What are some well cited research academic papers on sensuality?
(Claude gave a list of things from which I read Cezanne's Doubt. I enjoyed the read but I should have chosen deliberately from the menu instead of tasting the first thing. Cezanne seemed to live in the world of sensation, both in the good and the bad. He was exceedingly sensitive and would rage if touched, even if old and infirm. Yet, he wanted to capture pure form without the mind reconstructing what it is seeing, and he took this as his life purpose, at the same time doubting himself to the point of breakdown.
Claude mentioned "Edmund Husserl's work on embodiment, particularly in Ideas II, is the deeper root". Ideas II ah this feels like finding the key to a secret door: nobody interested in embodiment will pick up a tome with this name.

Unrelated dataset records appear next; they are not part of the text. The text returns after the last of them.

PR #7947, opened 2023-03-19
Update Croatian translation

milotype:
- Updated with current .pot file
- "Old translations" are back in the `hr_HR.po` file


tessus:
We have a bit a problem, because Laurent reverted the wrong commit. I'll merge this as soon as everything is sorted out.

tessus:
Ok, we've sorted out the issue. Can you please rebase (the current PR has a conflict) and then we are good to go.

milotype:
@tessus I'm not a programmer and don't know how to rebase.
Can you do it? Or someone else?

tessus:
The PR has conflicts. I can try to resolve them, but since I don't speak Croatian I can't promise that I will do the right thing. (I only had Croatian for one year in elementary school.)
Give me a few minutes and you can check, if all is good.

tessus:
Ok, when you click on [Files changed](https://github.com/laurent22/joplin/pull/7947/files) does everything seem to be in order?

The problem is that you created this new PR BEFORE we actually reverted your previous commit. So you branched it off the wrong base.

milotype:
> Ok, when you click on [Files changed](https://github.com/laurent22/joplin/pull/7947/files) does everything seem to be in order?
> 
> The problem is that you created this new PR BEFORE we actually reverted your previous commit. So you branched it off the wrong base.

Yes, everything seems to be in order.

tessus:
Thanks!

PR #7953, opened 2023-03-21
Mobile: Fixes #7918: Use react-native-drawer-layout instead of react-native-side-menu-updated

### LINKED ISSUE #7918: Can close, but not open menu on mobile with swipe gesture
On the latest Joplin Android app I can not open the side menu with all my tasks with a slide gesture, though closing it with a gesture is working.

## Environment

Joplin version: 2.10.8
Platform: Android
OS specifics: Samsung Galaxy S21 Ultra, latest OS.

## Steps to reproduce

1. Try to slide from left to right, to open the menu, as it is possible in every other app (not website).
2. Fail a hundred times
3. Decide to ask here for help <3

Menu with all notes should open. If I swipe from right to left while it's open, it closes, so why are not both directions working properly?

jcgurango:
There is currently a bug on Android on Samsung Galaxy S21 and S22 phones where you can't use the swipe gesture to open the menu. I have not been able to confirm on any other devices whether or not this is an issue, but I tracked it down and the issue seems to be related to how the library react-native-side-menu-updated handles the gesture. I don't have any further information than that, but simply replacing the side menu with DrawerLayoutAndroid on Android devices seems to fix the issue.

Related issue: #7918


jcgurango:

jcgurango:
recheck

packages/app-mobile/components/SideMenu.tsx
```diff
@@ -0,0 +1,73 @@
...
+	public onLayoutChange(e: any) {
+		const { width, height } = e.nativeEvent.layout;
+		const openMenuOffsetPercentage = this.props.openMenuOffset / Dimensions.get('window').width;
+		const openMenuOffset = width * openMenuOffsetPercentage;
+		const hiddenMenuOffset = width * this.state.hiddenMenuOffsetPercentage;
+		this.setState({ width, height, openMenuOffset, hiddenMenuOffset });
+	}
+}
+
+const SideMenuComponent: FunctionComponent<any> = ({
```
laurent22: We avoid `any` as much as possible so please could you define a type for the props? To do that we generally add a `interface Props { ... }` at the top of the file

packages/app-mobile/components/SideMenu.tsx
```diff
@@ -0,0 +1,73 @@
...
+				onDrawerClose={() => (props.onDrawerStateChange && props.onDrawerStateChange(false))}
+				{...props}
+			>
+				{children}
+			</DrawerLayoutAndroid>
+		);
+	}
+
+	return (
+		// @ts-ignore
```
laurent22: We don't want `@ts-ignore` either. What was the warning here?

jcgurango: @laurent22 Well it's giving me this:

image

I think it's down to the fact that the export from the react-native-side-menu library is not a TS library. I'm not sure how to get around this.

packages/app-mobile/components/SideMenu.tsx
jcgurango: Added in commit 8b99776

packages/app-mobile/components/SideMenu.tsx
laurent22: Hmm, yes it's old and rather terrible code because this SideMenuFallback extends another component, which we definitely shouldn't do. Let's leave the ts-ignore then, but please can you add a comment to explain why it's there?

jcgurango:
I don't have an iOS device to test with but if this issue also occurs on it, perhaps it'd be better to use a more recently updated library like [react-native-drawer-layout](https://www.npmjs.com/package/react-native-drawer-layout)?

packages/app-mobile/components/SideMenu.tsx
jcgurango: ok added in 312bbb8f0

laurent22:
Yes, if you can make it work with a more recent library that would be great. Some of the RN libs we use are very old and no longer maintained

jcgurango:
Ok I've replaced the library instead @laurent22, can confirm it's working well on Android. Although, somebody with an iOS environment needs to test how it works on iOS and update pods, too.

laurent22:
CI is failing. You need to run `yarn install` and commit

jcgurango:
@laurent22 are you able to build the latest from dev? I seem to be getting this from the metro bundler:
image

Edit: Hmm might be an issue with my branch, not getting it with current upstream/dev

laurent22:
That looks good @jcgurango. Would you mind fixing the conflicts so that we can merge?

jcgurango:
Updated @laurent22

jcgurango:
Updated @laurent22

laurent22:
Thanks!

PR #7958, opened 2023-03-23
Desktop: Resolves #6101: Added export graph button for mermaid

### LINKED ISSUE #6101: Add "export" Mermaid graph button to Joplin note
## Feature discussion

This feature request was discussed in [Joplin discourse](https://discourse.joplinapp.org/t/ability-to-save-export-mermaid-graphs-as-image/23491/3).

## Feature description

An easily discoverable method, visible in the UI, to export a Mermaid graph. 

## Use case / User need

Using Mermaid graphs is to document a process, [here's an example](https://notes.saneux.ei8fdb.org/shares/pI92hWbkbGPe09lysF9fWH). A common next step need would be to use the graph outside of Joplin - embed it in a document, or a Github issue.

Unless a user is very familiar with Joplin the ability to export/save a graph is not easily achieved.

## Current workarounds

This good first issue is not yet implemented https://github.com/laurent22/joplin/issues/6100. When it is, the user could use this method. 

Current note exports (MD, HTML, JEX, PDF,etc ), or screenshotting the graph do not support the need well. This means that using the graph outside of Joplin is not practically possible.

## Possible approach

A possible approach would be to provide an "export graph" button which the user can click to export the graph. 

When the user clicks this button they could be prompted to save the graph as an image file. It would be very nice if the image was an svg (to be scalable). If not, at least png or jpg.

As illustration here's a simple mock-up of how it might work:

image

### Reduce visual noise

In order to reduce the amount of visual noise, this button could be hidden/not visible until the user hovers over/highlights the graph.

(I'm unsure how this would affect accessibility for visually impaired users)

palerdot:
Resolves #6101 

### Enhancement Details:

When hovering on mermaid graph, an export button is shown in the top right corner with download icon. On clicking the button, standard right click context menu is triggered, which for mermaid shows options to export graph as `SVG`, `PNG` or `copy to clipboard`. 

### Solution:

Export button is added to the mermaid plugin markup. On clicking on the button, we are triggering a right click context menu event manually with the `<pre class="mermaid">` as target. This shows the existing right click context menu with export options.

### Testing:

Manual testing is done for the following test cases.

##### Case 1 (Desktop):

When mermaid markup is shown, by default export button is not shown initially. On hovering, an export button with download icon is shown. On clicking the export button, standard context menu is shown with export options.

##### Case 2 (Mobile):

On mobile, things look ok with no extra button markup in the rendered webview.

### Miscellaneous:

- Plugin assets function does not take `ruleOptions` as an argument, and takes only `theme` as an argument. As a result, desktop only css markup (hover related css) will be loaded on mobile and other platforms too.
- For legibility, inline javascript strings and style strings are added inside tilde marks so that it is easier to read and debug the logic. If needed, an extra small util function like `trimWhiteSpaces` could be written that takes lines of javscript separated by semicolon and removes whitespaces.
- `isDesktop` function which takes `platformName` as argument could come from a general util file later. For now, the logic is added inline in mermaid rules.

### Screenshots:

mermaid-export-button-nord
mermaid-export-button-light


packages/renderer/MdToHtml/rules/mermaid.ts
```diff
@@ -12,14 +12,27 @@ export default {
...
 				mime: 'text/css',
 			},
+			{
+				inline: true,
+				// Export button in mermaid graph should be shown only on hovering the mermaid graph
+				// ref: https://github.com/laurent22/joplin/issues/6101
+				text: `
+				.mermaid-export-graph { visibility: hidden; } 
+				.joplin-editable:hover .mermaid-export-graph { visibility: visible !important; }
+				.mermaid-export-graph:hover { background-color: ${theme.backgroundColorHover3} !important; }
```
laurent22: Why is `!important` needed here? Is it possible to make it work without it?

packages/renderer/MdToHtml/rules/mermaid.ts
```diff
@@ -12,14 +12,27 @@ export default {
...
+				`.trim(),
+				mime: 'text/css',
+			},
 		];
 	},
 
-	plugin: function(markdownIt: any) {
+	plugin: function(markdownIt: any, ruleOptions: any) {
```
laurent22: Please don't use any, I think that should be `RuleOptions`?

packages/app-desktop/gui/NoteEditor/utils/useMarkupToHtml.ts
```diff
@@ -40,6 +42,7 @@ export default function useMarkupToHtml(deps: HookDependencies) {
 		options = {
 			replaceResourceInternalToExternalLinks: false,
 			resourceInfos: {},
+			platformName: shim.platformName(),
```
laurent22, line 45: I don't understand how you managed to pass platformName here, because RuleOptions doesn't seem to have this property?

packages/renderer/MdToHtml/rules/mermaid.ts
```diff
@@ -31,9 +44,51 @@ export default {
...
+
+	return `<button class="mermaid-export-graph" ${js} style="${style}" alt="Export mermaid graph">${icon}</button>`;
+}
+
+function downloadIcon() {
+	// https://www.svgrepo.com/svg/505363/download
+	return '<svg width="24" height="24" viewBox="0 0 24 24" fill="none" stroke="currentColor" xmlns="http://www.w3.org/2000/svg"><g id="SVGRepo_bgCarrier" stroke-width="0"></g><g id="SVGRepo_tracerCarrier" stroke-linecap="round" stroke-linejoin="round"></g><g id="SVGRepo_iconCarrier"> <path d="M20 15V18C20 19.1046 19.1046 20 18 20H6C4.89543 20 4 19.1046 4 18L4 15M8 11L12 15M12 15L16 11M12 15V3" stroke-width="1.5" stroke-linecap="round" stroke-linejoin="round"></path> </g></svg>';
+}
+
+function isDesktop(platformName?: string): boolean {
```
laurent22: Please have a look at code_styling.md. For new code, functions should be arrow functions.

Why is it `platformName?`. Does it mean it's optional?

laurent22: That function should have failed `no-inferrable-types` but somehow didn't. In any case please remove `:boolean` since it's inferred.

packages/renderer/MdToHtml/rules/mermaid.ts
```diff
@@ -31,9 +44,51 @@ export default {
...
 					<pre class="joplin-source" data-joplin-language="mermaid" data-joplin-source-open="\`\`\`mermaid&#10;" data-joplin-source-close="&#10;\`\`\`&#10;">${contentHtml}</pre>
+					${exportButton}
 					<pre class="mermaid">${contentHtml}</pre>
 				</div>
 			`;
 		};
 	},
 };
+
+function exportGraphButton(ruleOptions: any) {
```
laurent22: type, and arrow function

packages/renderer/MdToHtml/rules/mermaid.ts
```diff
@@ -31,9 +44,51 @@ export default {
...
+	const theme: any = ruleOptions.theme;
```
laurent22: Why set the type to `any` here? Just let the compiler infer the type from ruleOptions.theme. In general avoid "any" everywhere. I know there are some in the code, but for new code we want to avoid it as much as possible.

packages/renderer/MdToHtml/rules/mermaid.ts
```diff
@@ -31,9 +44,51 @@ export default {
...
+		margin-left: auto;
+		border-radius: ${theme.buttonStyle.borderRadius}px;
+		font-size: ${theme.fontSize}px;
+		color: ${theme.color};
+		background: ${theme.buttonStyle.backgroundColor};
+		border: ${theme.buttonStyle.border};
+	`.trim();
+	const icon = downloadIcon();
+
+	return `<button class="mermaid-export-graph" ${js} style="${style}" alt="Export mermaid graph">${icon}</button>`;
```
laurent22: Please escape all these variables - js, style, icon.

packages/renderer/MdToHtml/rules/mermaid.ts
laurent22: I've just tried, and what you need to do is use `RuleOptions` here, then add `platformName` to the `RuleOptions` interface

I speculate that Husserl's intention was that nobody in the contemporary embodiment scene cited him, because he knew they would be all clowns and grifters, so he picked "Ideas II" as the title of his embodiment work. Let's read.
I read part of the foreword and the first page. It's readable and I'm surprised I can follow at some parts, others I think I would have to ask for clarification. All good.
21:59 and it's time to go do all those things I wrote I would do. Goodnite.